The Windows 365 cloud PC service has seen such demand, according to Microsoft, that free trials have been temporarily halted.
Microsoft launched its cloud-PC-for-rent service called Windows 365 last week, but demand has apparently been so high that the company has had to shut down access to the free trial. For those unfamiliar with the concept, Microsoft will be renting a Windows 10 (or Windows 11) cloud PC accessible through a web browser. Think of it the same as the xCloud game service, which uses Xbox hardware on a remote server, but all this graphics processing power is delivered to users through a browser or an app on a phone or PC to play. games. In the case of Windows 365, users will be able to access a cloud PC on a wide range of devices such as PCs, iPads, Macs, Android phones and soon Linux machines as well.
Microsoft’s PC-in-the-cloud service will provide users with an instant boot experience and a consistent user interface regardless of the hardware platform. The key idea is that users will have a Windows PC in the cloud that they can access anywhere on a device of their choice, resuming their work from the same point they left off without being locked down to a single one. laptop, desktop or tablet. Microsoft currently offers Windows 365 on two levels – Business and Enterprise. The basic plan ensures a single vCPU with 2GB of RAM and 64GB of storage, while the high-end $ 158-per-month plan offers 8 vCPUs, 32GB of healthy RAM, and 512GB of storage.

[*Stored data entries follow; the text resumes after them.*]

PR #1259, opened 2023-01-25
fix(docs): dangled `let` modifier for a `var` variable

flyingImer:

### DIFF
--- a/docs/04-reference/winglang-spec.md
+++ b/docs/04-reference/winglang-spec.md
@@ -406,7 +406,7 @@ Variables can be reassigned to by adding the `var` modifier:
 
 ```ts
 // wing
-let var sum = 0;
+var sum = 0;
 for item in [1,2,3] {
   sum = sum + item;
 }


docs/04-reference/winglang-spec.md
```diff
@@ -406,7 +406,7 @@ Variables can be reassigned to by adding the `var` modifier:
 
 ```ts
 // wing
-let var sum = 0;
+var sum = 0;
```
eladb, line 409: nope, our syntax is `let var` :-)

eladb:
@flyingImer our syntax is `let var` and not just `var`. I am actually just writing a post explaining the reasoning behind it. Stay tuned.

I think this PR can be closed.

docs/04-reference/winglang-spec.md
flyingImer: oh was not aware of it, tried to look for reference in the doc, but no luck. probably I missed it somewhere, any pointer?

flyingImer: `Let let be let. (Elad B. 2022)` I figured

PR #1260, opened 2023-01-25
feat(examples): naive counting semaphore

flyingImer:
A naive implementation, not quite the right encapsulation I wanted.

For example, I feel as a distributed semaphore in a cloud environment should not be trapped in a while loop if fails to acquire a share (intentionally leave out the `acquire` implementation for now). Instead, it should be dispatched to something similar in a cloud resource for later pickup, like a queue, keep the async nature of being on cloud. However, I would like to get some early feedback to see if I'm getting the right vibe in my first winglang example.


examples/proposed/counting-semaphore.w
```diff
@@ -0,0 +1,75 @@
...
+
+  // probably key-value store is wanted,
+  // so that a specific resource instance can be released
+  // rather than naively releasing a count
+  public inflight release() {
+    if this._counter.peek() <= 0 {
+      return;
+    }
+
+    this._counter.dec();
```
flyingImer, line 43: seems this is missing from the counter interface

examples/proposed/counting-semaphore.w
```diff
@@ -0,0 +1,75 @@
...
+  init(props: CountingSemaphoreProps) {
+    // pseudocode: input validation
+    this.limit = props.availableResources;
+    this._counter = new cloud.Counter();
+  }
+
+  // some stable unique instance id is wanted in the inflight context
+  // so that a reousce instance can be properly claimed and later released
+  // when used in conjunction with a key-value store
+  public inflight try_acquire(): bool {
```
flyingImer, line 22: compiler seems to be not happy with `public inflight`

wondering if `public` modifier is necessary in this case? or recommended in general? as I saw some inconsistency across examples in the repo, please advice

examples/proposed/counting-semaphore.w
```diff
@@ -0,0 +1,75 @@
...
+  _counter: cloud.Counter;
+
+  // need some ttl solution here,
+  // probably in-house once replaced with a key-value store
+  init(props: CountingSemaphoreProps) {
+    // pseudocode: input validation
+    this.limit = props.availableResources;
+    this._counter = new cloud.Counter();
+  }
+
```
flyingImer, line 18: for some reason I wanted to do something below from the spec, but none of them works with the current complier.

let me know if they are expected or not - unlike the `struct` one, it has a nice message saying WIP.

```
public inflight var my_variable: bool; // <- `inflight` and `var` do not seem to play together as of now
inflight init() {} // <- got complaints about have `init()` defined already, which, in the context, is a preflight - like the kitchen sink example
```

examples/proposed/counting-semaphore.w
```diff
@@ -0,0 +1,75 @@
...
+let resource_1 = new CountingSemaphore({ availableResources: 2 });
+let resource_2 = new CountingSemaphore({ availableResources: 3 });
+
+let queue = new cloud.Queue();
+/**
+ * An example handler to work with two shared resources.
+ */
+queue.on_message(inflight (message: str) => {
+  let is_resource_1_acquired = resource_1.try_acquire();
+  if !is_resource_1_acquired {
```
flyingImer, line 60: posted a question over slack on this NOT operator on bool type: https://winglang.slack.com/archives/C048QCN2XLJ/p1674689428632649

examples/proposed/counting-semaphore.w
```diff
@@ -0,0 +1,75 @@
...
+  // need some ttl solution here,
+  // probably in-house once replaced with a key-value store
+  init(props: CountingSemaphoreProps) {
+    // pseudocode: input validation
+    this.limit = props.availableResources;
+    this._counter = new cloud.Counter();
+  }
+
+  // some stable unique instance id is wanted in the inflight context
+  // so that a reousce instance can be properly claimed and later released
```
Chriscbr, line 20:
```suggestion
  // so that a resource instance can be properly claimed and later released
```

examples/proposed/counting-semaphore.w
Chriscbr: I think these are both compiler bugs

examples/proposed/counting-semaphore.w
```diff
@@ -0,0 +1,75 @@
...
+    this._counter.dec();
+  }
+
+  public inflight is_at_capacity(): bool {
+    return this._counter.peek() >= this.limit;
+  }
+}
+
+let resource_1 = new CountingSemaphore({ availableResources: 2 });
+let resource_2 = new CountingSemaphore({ availableResources: 3 });
```
Chriscbr, line 52: Nice, thanks for showing the usage of the resource

Chriscbr (approved):
great example!

examples/proposed/counting-semaphore.w
```diff
@@ -0,0 +1,75 @@
...
+ */
+queue.on_message(inflight (message: str) => {
+  let is_resource_1_acquired = resource_1.try_acquire();
+  if !is_resource_1_acquired {
+    // brutally error out to re-enqueue
+    throw("Failed to acquire resource 1");
+  }
+  let is_resource_2_acquired = resource_2.try_acquire();
+  if !is_resource_2_acquired {
+    // brutally error out to re-enqueue
```
flyingImer, line 66: should release resource_1 here, will update it

examples/proposed/counting-semaphore.w
flyingImer: bug reported: https://github.com/winglang/wing/issues/1271

examples/proposed/counting-semaphore.w
flyingImer: bug reported: https://github.com/winglang/wing/issues/1271

PR #1575, opened 2023-02-18
feat(examples): plugin examples

hasanaburayyan:
Made a place to start gathering some working plugin examples

### DIFF
--- a/examples/plugins/permission-boundary.js
+++ b/examples/plugins/permission-boundary.js
@@ -1,0 +1,20 @@
+var iam_role = require("@cdktf/provider-aws/lib/iam-role");
+var cdktf = require("cdktf");
+
+class PermissionBoundaryAspect {
+  constructor(permissionBoundaryArn) {
+    this.permissionBoundaryArn = permissionBoundaryArn;
+  }
+
+  visit(node) {
+    if (node instanceof iam_role.IamRole) {
+      node.permissionsBoundary = this.permissionBoundaryArn;
+    }
+  }
+}
+
+exports.preSynth = function(app) {
+  if (!process.env.PERMISSION_BOUNDARY_ARN) {throw new Error("env var PERMISSION_BOUNDARY_ARN not set")}
+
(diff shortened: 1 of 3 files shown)


eladb (changes requested):
Love these!

Can we add a test for each example that will verify that it's working during build?

staycoolcall911 (approved):
So great to have the start of our plugins library!

hasanaburayyan:
> Love these!
> 
> Can we add a test for each example that will verify that it's working during build?

I added the test cases as part of the plugin-manager test suite. I thought about using snapshot but I think its more valuable to test hard assertions against the outputs of the plugins.

eladb (approved):
Very nice!

Should we add links to these examples in our docs?

libs/wingsdk/test/core/plugin-manager.test.ts
```diff
@@ -196,3 +198,94 @@ test("plugins are run in order they are passed in", () => {
   // THEN
   expect(tfResourcesOfCount(postSynthOutput, "aws_s3_bucket")).toEqual(0);
 });
+
+describe("test plugin examples", () => {
+  const EXAMPLES_DIR = "../../examples/plugins";
```
Chriscbr, line 203: FYI @hasanaburayyan for the future, I think we should host these examples into the SDK directory, or move the tests to elsewhere (like the hangar). 

One reason is puristic  -- I think it will be easier to maintain the SDK long term when it's self contained, so that none of source code or test code depends on other libraries in the monorepo.

But the practical reason is that by referencing the examples directory, we are introducing a dependency that NX (our task runner) isn't aware of. So if we want to keep the tests here / reference examples from outside, we should update our NX configuration files -- otherwise it's possible for someone to ask NX to run the SDK tests, update an example, and then when they ask NX to run the SDK tests again, it will think no files have changed (because the examples directory wasn't mentioned as a dependency) and it will just return the cached result.

hasanaburayyan: @Chriscbr thanks for the catch and great points. I’m going to get these moved (just been procrastinating)

Issue #1265, opened 2023-01-26
Hangar tests for Windows and Mac


Chriscbr:
### Community Note

> Please vote by adding a 👍 reaction to the issue to help us prioritize.
> If you are interested to work on this issue, please leave a comment.

### Feature Spec

Validate that the hangar tests we run that perform commands on the Wing CLI (like compiling, testing, etc.) also work on Windows and Linux in our CI/CD.

### Use Cases

Make sure Wing works on all platforms in an automation fashion

### Implementation Notes

If the tests take substantially longer to run on these platforms than our current Linux tests, then instead of running them on every pull request commit, we could run them on every commit to the main branch, or daily, etc.

### Component

Compiler

monadabot:
Congrats! :rocket: This was released in [Wing 0.5.63](https://github.com/winglang/wing/releases/tag/v0.5.63).

PR #1601, opened 2023-02-20
chore: add canary test and only run e2e matrix for release builds

MarkMcCulloh:
With this change:
1. In PRs, we only run E2E tests in the same context that we build everything (linux + node18 currently)
2. In release (push to main), we run all E2E tests in the super-matrix (linux/windows/mac + node18/node19)
3. Every hour, we run a small canary test to validate that we can install and run a basic wing file (using the flow advertised on https://www.winglang.io)
  - After this PR merges and it's verified to be working, will add a Better Uptime monitor 

Fixes https://github.com/winglang/wing/issues/1265


.github/workflows/canary.yml
```diff
@@ -0,0 +1,41 @@
...
+      matrix:
+        runner:
+          - ubuntu-latest
+          - windows-latest
+          - macos-latest
+        node:
+          - 18
+          - 19
+        install_command:
+          - npm install -g winglang
```
MarkMcCulloh, line 21: Was initially going to add yarn here as well, but found out that yarn got rid of global installs at some point.
I think maybe this is initially good enough, since `npm install -g winglang` is what we actually tell people to do.

.github/workflows/build.yml
```diff
@@ -124,8 +124,8 @@ jobs:
         with:
           targets: "build,test,package"
           all: true
-          # Exclude E2E testing
-          args: "--exclude=hangar --configuration=release --output-style=stream --verbose"
+          # If pushing, exclude hangar because we're going to run it in a separate job
+          args: "${{ github.event_name = 'push' ?? '--exclude=hangar ' || '' }}--configuration=release --output-style=stream --verbose"
```
Chriscbr, line 128: Maybe we can tweak this slightly to model this in the NX config directly, i.e. `--configuration=prbuild` and `--configuration=release`.

Also can we make `github.event_name == 'push'` into a workflow scoped variable (`RUN_FULL_E2E_TESTS=...`)? I think it could be handy if we could tweak the conditions so we can e.g. opt into the full multi-platform test suite if we want by adding a GitHub label (doesn't have to be in this PR)

.github/workflows/canary.yml
```diff
@@ -0,0 +1,41 @@
...
+    runs-on: ${{ matrix.runner }}
+    steps:
+      - name: Setup Node
+        uses: actions/setup-node@v3
+        with:
+          node-version: ${{ matrix.node }}
+      - name: Get Latest Wing Version
+        id: get-version
+        run: |
+          echo version=$(curl -s https://registry.npmjs.org/winglang | jq -r '.["dist-tags"].latest') >> $GITHUB_OUTPUT
```
Chriscbr, line 31:
```suggestion
        run: npm view winglang version
```

MarkMcCulloh: Thanks! Forgot about that one

.github/workflows/build.yml
MarkMcCulloh: > Also can we make github.event_name == 'push' into a workflow scoped variable

Should be able to do that, it's better semantically anyways 👍 

> Maybe we can tweak this slightly to model this in the NX config directly

Not sure if nx is meant to work that way (e.g. using configurations to conditionally run certain targets).

> opt into the full multi-platform test suite if we want by adding a GitHub label

For this and the previous point, I think this should be solved by actually having separate workflows.

Chriscbr (approved):

Issue #1553, opened 2023-02-15
Use npm 9 in our CI/CD


Chriscbr:
This change should not affect how consumers use Wing

MarkMcCulloh:
Explored this issue in https://github.com/winglang/wing/pull/1603 and found that `npm pack` did not include bundled dependencies in the resulting tarball with npm 9, causing missing `@aws-sdk` packages failing during preflight.

MarkMcCulloh:
Closing, moved to pnpm

PR #1603, opened 2023-02-20
chore: node19 and npm9 for development

MarkMcCulloh:
- Updated docs
- Update volta pin, and pinned all `package.json`s in the repo to make sure they're consistent (volta looks for the nearest `package.json`)
- Added a .npmrc file to all projects that required `--install-links=false` to be set and removed that flag from the root. This change was made because it helps prevent lockfile thrashing if you `npm install` outside of the root installer.
- Added warning checks to hangar, just to make sure we don't introduce ugly errors (such as node engine warnings)

Note: One of the transitive azure dependencies of wingsdk has an `engine` entry that doesn't include node19. You will see the warning in local dev, but users shouldn't see it during installation. Here's an issue to track if needed https://github.com/AzureAD/microsoft-authentication-library-for-js/issues/5700. Doesn't seem like a big deal.


tools/hangar/src/package.setup.ts
```diff
@@ -66,6 +66,11 @@ export default async function () {
     />/,
     `Install contains unexpected script hook: \n${installResult.stdout}`
   );
+  nodeAssert.doesNotMatch(
```
Chriscbr, line 69: (nit) Any reason this can't just be `assert`?

Chriscbr (approved):

tools/hangar/src/package.setup.ts
MarkMcCulloh: So originally when I tried `assert` I remember there being some issue where it was using the `vitest` `assert` global instead. I figured vitest was hijacking something.

I must have just made a mistake before because it works fine now, thanks for bringing it up.

MarkMcCulloh:
https://github.com/winglang/wing/issues/1553#issuecomment-1437813784

PR #1611, opened 2023-02-21
fix: corrupted wing terminal, inconsistant dev node version, other small changes

MarkMcCulloh:
During the process of trying to finish https://github.com/winglang/wing/pull/1603, I found some nice improvements to make
- Fixed the issue where running `wing` would corrupt the current terminal (i.e. intercepting control characters)
- If esbuild fails during inflight bundling, the error is thrown is a way that makes it more clear it's an issue with function bundling
- `wing` process now exits with `1` when it fails in preflight (previously 0)
  - This also improves error reporting in hangar, because previously hangar would fail due to synthesized files not being found. Now it properly detects the failed (`1`) process and can show you the output
- Ensure there are no warnings in hangar install
- Use `files` in wingsdk `package.json` instead of `.npmignore`
  - This convention makes so much more sense than `.npmignore`, it makes sure we don't include extraneous stuff in the package
- Made sure `volta` config is present in all package.json files, otherwise sometimes your node version can instead revert to your default
- Added .npmrc to projects that rely on symlinked installs and removed the corresponding flag from the room package installer thing. 
  - This should help avoid lockfile thrashing due to `npm install` being run outside of the root.
- Added warning checks to hangar, just to make sure we don't introduce ugly errors (such as node engine warnings)
- wingsdk mutation workflow now uses volta for its node version (to be consistent with the main workflow)


libs/wingsdk/src/cloud/function.ts
```diff
@@ -96,20 +96,26 @@ export abstract class FunctionBase extends Resource implements IInflightHost {
...
+        nodePaths: [join(__dirname, "..", "..", "node_modules")],
+        target: "node16",
+        platform: "node",
+        absWorkingDir: tempdir,
+        outfile,
+        minify: false,
+        logLevel: "silent",
+        external: ["aws-sdk"],
+      });
+    } catch (e) {
```
yoav-steinberg, line 116: I this `catch` all we really needed to avoid the terminal garbling?

yoav-steinberg (approved):

libs/wingsdk/src/cloud/function.ts
MarkMcCulloh: It's the loglevel: "silent" above

Chriscbr: Looks like the issue is still present for me @MarkMcCulloh

PR #1616, opened 2023-02-21
fix: cache npm dependencies to speed gh actions

raywonkari:
Future work: add sub paths as this is a monorepo by utilising the `cache-dependency-path` parameter.
More on that [here](https://github.com/actions/setup-node#caching-global-packages-data)


MarkMcCulloh:
We use https://github.com/bahmutov/npm-install, so npm packages should already be cached. 
Also we don't use `actions/setup-node` everywhere (volta is used during actual builds).

The caching could be useful in the canary workflow, but it's also possible that defeats the purpose of it (to warn us about issues install wing). 
What do you think?

PR #1622, opened 2023-02-22
feat(sdk): bucket.try_get

Chriscbr:
Adds a `try_get` method to `cloud.Bucket` which can be used instead of `get` when an object may be expected to not exist in the bucket. It's important to note that calling `try_get` is not simply the same as wrapping `get` with a try/catch block and handling any error, because `try_get` can still throw if an unrelated error occurred (such as a network error, permissions error, etc.).

In order to implement this, I had to overcome a technical hurdle with JSII -- JSII does not allow asynchronous methods that return an "optional" (JSII defines this as a type that is union-ed with `undefined` or `null`). In other words, returning `Promise<string | undefined>` caused a compiler error. I can't really fathom why given that `Promise<string | number>` *is* allowed. To work around this I patched over some code in `jsii` to allow this API. Oh well. 

TODO: test on Azure


Chriscbr:
I've been having some issues trying to test on Azure (I don't know how the Azure SDK throws errors at the moment) so for now it's not supported there yet, but it works on AWS and the simulator.

libs/wingsdk/src/target-tf-azure/bucket.inflight.ts
```diff
@@ -56,9 +57,16 @@ export class BucketClient implements IBucketClient {
...
     ).toString();
 
+    // TODO: throw InflightError and enable support for tryGet
+
     return downloaded;
   }
 
+  public async tryGet(key: string): Promise<string | undefined> {
+    key;
+    throw new Error("Method not implemented.");
```
hasanaburayyan, line 67: open an issue for later?

hasanaburayyan (commented):
I didn't get to finish reviewing, but so far this looks dope. Ive got questions about the patch. Maybe we can do a quick huddle tomorrow if you dont mind answering some dumb questions 😅

ekeren:
@Chriscbr, why did you decide to go and implement the `try_get`?

Chriscbr:
Keep

Chriscbr:
The code here is pretty stale, closing for now

Issue #1487, opened 2023-02-08
Remove code for supporting hidden namespaces


Chriscbr:
In order to support importing different namespaces from the same library (such as the `cloud` and `fs` namespaces of the SDK), a mechanism was added to the compiler where symbol environments can hide namespaces, and `lookup` methods can choose to include or skip results that are within hidden namespaces.

Once the changes in https://github.com/winglang/wing/pull/1397 are merged, all imported types will be created in a hierarchy reflecting how the types are organized within the source libraries, and module declarations will just be pointers into this data structure. For example, `bring foo as baz` adds a symbol to the global namespace named `baz` that points to  `Types.libraries.get("foo")` (pseudocode), and in the future if a syntax like `bring foo.bar as baz` is added, then this would add a symbol pointing to `Types.libraries.get("foo").get("bar")`.

Since no unused symbols need to be added to the global environment anymore (like a `core` symbol pointing to a hidden namespace), I think these parts of the compiler code can be removed.

staycoolcall911:
@Chriscbr - just making sure - this hidden namespaces mechanism was added to also bring nested imports in packages (e.g. `bring cloud` should also bring `core.Resource` IIRC).
I'm assuming you checked with @yoav-steinberg that this could be removed, right?

Chriscbr:
Yep. We have some unit tests that check the different cases for importing libraries, so I think as long as they continue to pass, it should be ok

monadabot:
Congrats! :rocket: This was released in [Wing 0.5.68](https://github.com/winglang/wing/releases/tag/v0.5.68).

PR #1631, opened 2023-02-22
feat: bring cdktf

Chriscbr:
Fixes some limitations with the compiler's jsii importer so that it's now possible to import types from most CDKTF libraries (tested with `@cdktf/provider-aws`).

Notes:
- There were some issues with the jsii importer not unhiding namespaces correctly -- the plan is still to just remove this namespace-hiding logic (see #1487), but to avoid mixing concerns I just fixed the issues I found in this PR.
- Since the compiler doesn't support interfaces yet, I imported these types as `anything`. It's not possible skip importing them because many other resource methods reference interfaces in their parameters (e.g. "cdktf.IResolvable") and our jsii importer doesn't support gracefully failing in these kinds of situations.
- Fixed an issue with symbol shadowing (copied from #1610)

### DIFF
--- a/examples/tests/valid/bring_cdktf.w
+++ b/examples/tests/valid/bring_cdktf.w
@@ -1,0 +1,9 @@
+bring "@cdktf/provider-aws" as aws;
+
+new aws.s3Bucket.S3Bucket(
+  bucket_prefix: "hello",
+  versioning: aws.s3Bucket.S3BucketVersioning {
+    enabled: true,
+    mfa_delete: true,
+  },
+) as "Bucket";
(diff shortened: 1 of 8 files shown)


examples/tests/valid/bring_cdktf.w
```diff
@@ -0,0 +1,9 @@
+bring "@cdktf/provider-aws" as aws;
+
+new aws.s3Bucket.S3Bucket(
```
eladb, line 3: tears of joy! 😂

eladb (approved):
👏

Issue #470, opened 2022-11-06
Operators: advanced behavior


staycoolcall911:
https://github.com/winglang/wing/blob/main/docs/04-reference/winglang-spec.md#63-operators

Missing the following functionality:
- [x] Floor Division `\`
- [x] Power `^`
- [x] Equality https://github.com/monadahq/winglang-spec/blob/rev1.3/README.md#636-equality

mortax:
ah ha. so this actually explains why using floor division (or exponents) don't compile:

```
$ cat wing.w         
let floor = 10 \ 5;

print("${floor}");
$ wing compile wing.w
Compilation failed with 2 errors
Error at wing.w:1:16 | Unknown parser error.
Error at wing.w:1:16 | Unknown parser error.
{1} $ 
```

is there an ETA when floor division and exponent support will exist? it was confusing since they are [documented](https://docs.winglang.io/reference/spec#632-logical-operators).

staycoolcall911:
Hi @mortax, thank you for your question.

Wing is still in alpha. The [language spec](https://docs.winglang.io/reference/spec) defines our beta, where Wing could be used to build some real world apps.
You can see the progress on our spec implementation and the roadmap [here](https://github.com/orgs/winglang/projects/1/views/1).
I'll also frankly add that as an early alpha project, we still don't have an ETA for our beta.

I'm actually going to speak about that and other aspects of how-we-work on Wing today on our Twitch show, "The Wingly Update Name TBD".
Click [here](https://t.winglang.io/wingly02) on Sunday Jan 8th, 1:30pm ET to view the show and ask us questions live!

mortax:
perfect. that answers all of my current questions. i'll watch the roadmap and have another look once the aspects i need are implemented. cheers!

staycoolcall911:
Both operators were implemented (thanks @flyingImer) and equality is detailed in a different issue. Closing this issue.

PR #1640, opened 2023-02-23
feat(compiler): add floor division support

flyingImer:
Get `floor division` implemented: https://github.com/winglang/wing/issues/470


flyingImer:
still need to clean up the jsify part. Ideas welcome!

libs/wingc/src/jsify.rs
```diff
@@ -371,6 +371,13 @@ impl<'a> JSifier<'a> {
 					BinaryOperator::Sub => "-",
 					BinaryOperator::Mul => "*",
 					BinaryOperator::Div => "/",
+					BinaryOperator::FloorDiv => {
+						return format!(
+							"Math.floor({} / {})",
```
staycoolcall911, line 376: hmmm... no special ideas how to simplify that @flyingImer. @yoav-steinberg - do you have any idea?

flyingImer: LMK

Will keep it in back of my mind as digging more into the art part of coding rust

examples/tests/valid/expressions_binary_operators.w
```diff
@@ -6,3 +6,5 @@ let xyz = ((y * y) / (x * x)) * z;
 let xf = 1.0;
 let yf = (-20.22) * xf;
 let zf = (xf + (yf) - -0.01);
+let xyzf = 501 \ (99 + 1);
+assert(xyzf == 5);
```
yoav-steinberg, line 10: I'm assuming we're aiming for integer division here. So lets also add a test for negative numbers which will show that using `Math.floor(..)` is a bug here.
```suggestion
let xyzf = 501 \ (99 + 1);
assert(xyzf == 5);
let xyznf = -501 \ (99 + 1);
assert(xyznf == -5);
```

libs/wingc/src/jsify.rs
yoav-steinberg, line 376: to deal with negatives
```suggestion
							"Math.trunc({} / {})",
```

yoav-steinberg: Maybe do a `let js_left = self.jsify_expression(left, phase);` and `let js_right = self.jsify_expression(right, phase);` before entering this `match`, to de-dup the call to `jsify_expression`. But other than that this seems fine.

yoav-steinberg (changes requested):
nice :rocket:

libs/wingc/src/jsify.rs
flyingImer: TIL

examples/tests/valid/expressions_binary_operators.w
```diff
@@ -6,5 +6,13 @@ let xyz = ((y * y) / (x * x)) * z;
 let xf = 1.0;
 let yf = (-20.22) * xf;
 let zf = (xf + (yf) - -0.01);
+let fxzy = 5 ^ (1^5);
+assert(fxzy == 5);
```
yoav-steinberg, line 10: According to the spec this is the "exponent" operator. I'm not sure what this means. It's probably supposed to be a **power** operator. But in either case what you added here acts like the javascript `^` operator which is a "bitwise xor" operator. So to clarify:
```
// JavaScript
7^3 = 4 // Bitwise XOR: binary 111 xor binary 011 = binary 100 = 4
// Power  - this is what I think we want with the ^ operator
7^3 = Math.pow(7,3) = 343
// Exponent - x^y - this is unclear. It may mean the exponent of x but then this is a unary operator and there's no need for y
Math.exp(7)
```
@staycoolcall911 I suggest we either delete `^` from the spec for now, or fix the spec to say it's a power operator (and not exponent).

yoav-steinberg (changes requested):
This seems fine, see my comment re "exponent". I suggest we either clarify this with @staycoolcall911 or just remove it from the PR so we can get it merged quickly.

examples/tests/valid/expressions_binary_operators.w
flyingImer: @yoav-steinberg to be clear, the "exponent" operator (https://github.com/winglang/wing/pull/1654) was jsified as `**`, which is function-wise equivalent to `Math.pow`. Tho the meaning of syntax `^` in the spec is a bit different from the javascript. 

I think it can be a separate PR if @staycoolcall911 thinks "exponent" the spec and the implementation should be removed. WDYT

staycoolcall911: Good catch @yoav-steinberg.

I suggest:
1. Since this PR is not related to "exponent", I think @yoav-steinberg can approve it as is ("exponent" was actually added in a previous PR #1654 which is already merged in).
2. @flyingImer - could you please add another PR to fix the name of `exponent` to `power` in the spec? 
I'd say please also change the operator from `^` to `**`, because `^` is confusing. Thanks!

Happy to hear if there are other opinions/suggestions.

yoav-steinberg: And if this PR adds a test for power (exponen) lets make it a test that really shows this is power:
```suggestion
let fxzy = 5 ^ (2^3);
assert(fxzy == 390625);
```

flyingImer: @yoav-steinberg will make that happen in the following PR

yoav-steinberg (approved):
:+1:

examples/tests/valid/expressions_binary_operators.w
staycoolcall911: Resolved the conversation and @yoav-steinberg approved your PR. Thank you for your patience and for following up @flyingImer 🙏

Just days after the registration process began, Microsoft announced that it was suspending Windows 365 free trials due to high demand. Scott Manchester, Director of Program Management for Windows 365 at Microsoft, tweeted that the company is now adding more capacity to start accepting new trial requests again, but has not provided a date as to when this will occur. People who missed the trials can now register on the official registration page to be notified when the free trials reopen. In the meantime, Windows 11 enterprise-centric plans are up for grabs in Business and Enterprise levels starting at $ 31 per month.
We have seen an incredible response to # Windows365 and must suspend our free trial program while we make additional capacity available. Subscribe below to be notified when testing resumes. https://t.co/Q05C7cBWMh
– Scott Manchester (@ RDS4U) August 3, 2021
How to buy Windows 365 now as a business customer
For small and medium businesses as well as businesses, the buying window is already online. To purchase the Business plan, access to the Microsoft 365 admin center with Global Admin or Billing Admin roles is required. Business plans are divided into three classes – Basic ($ 31 per month), Standard ($ 41 per month), and Premium ($ 66 per month). The basic plan for running lightweight productivity tools and web browsers offers 2 vCPUs with 4 GB of RAM and 128 GB of storage, while the standard plan supports the full range of productivity tools and business applications simply double the amount of RAM. The Premium plan aims to support high performance workloads, and as a result, it offers four vCPUs, 16GB of RAM, and 128GB of cloud storage.
A key difference between the Windows 365 Business and Enterprise plans is that the former limits the number of users to 300, while the latter offers support for an unlimited number of virtual PC users. Regardless of the level, buyers will be able to configure how many vCPUs they need as well as how much RAM and storage they need. A full price breakdown, as well as the perks available with each level of Windows 365 can be accessed here. Right now, the PC cloud service is starting Windows 10, but it will make a smooth transition to Windows 11 when Microsoft rolls out the update widely later this year.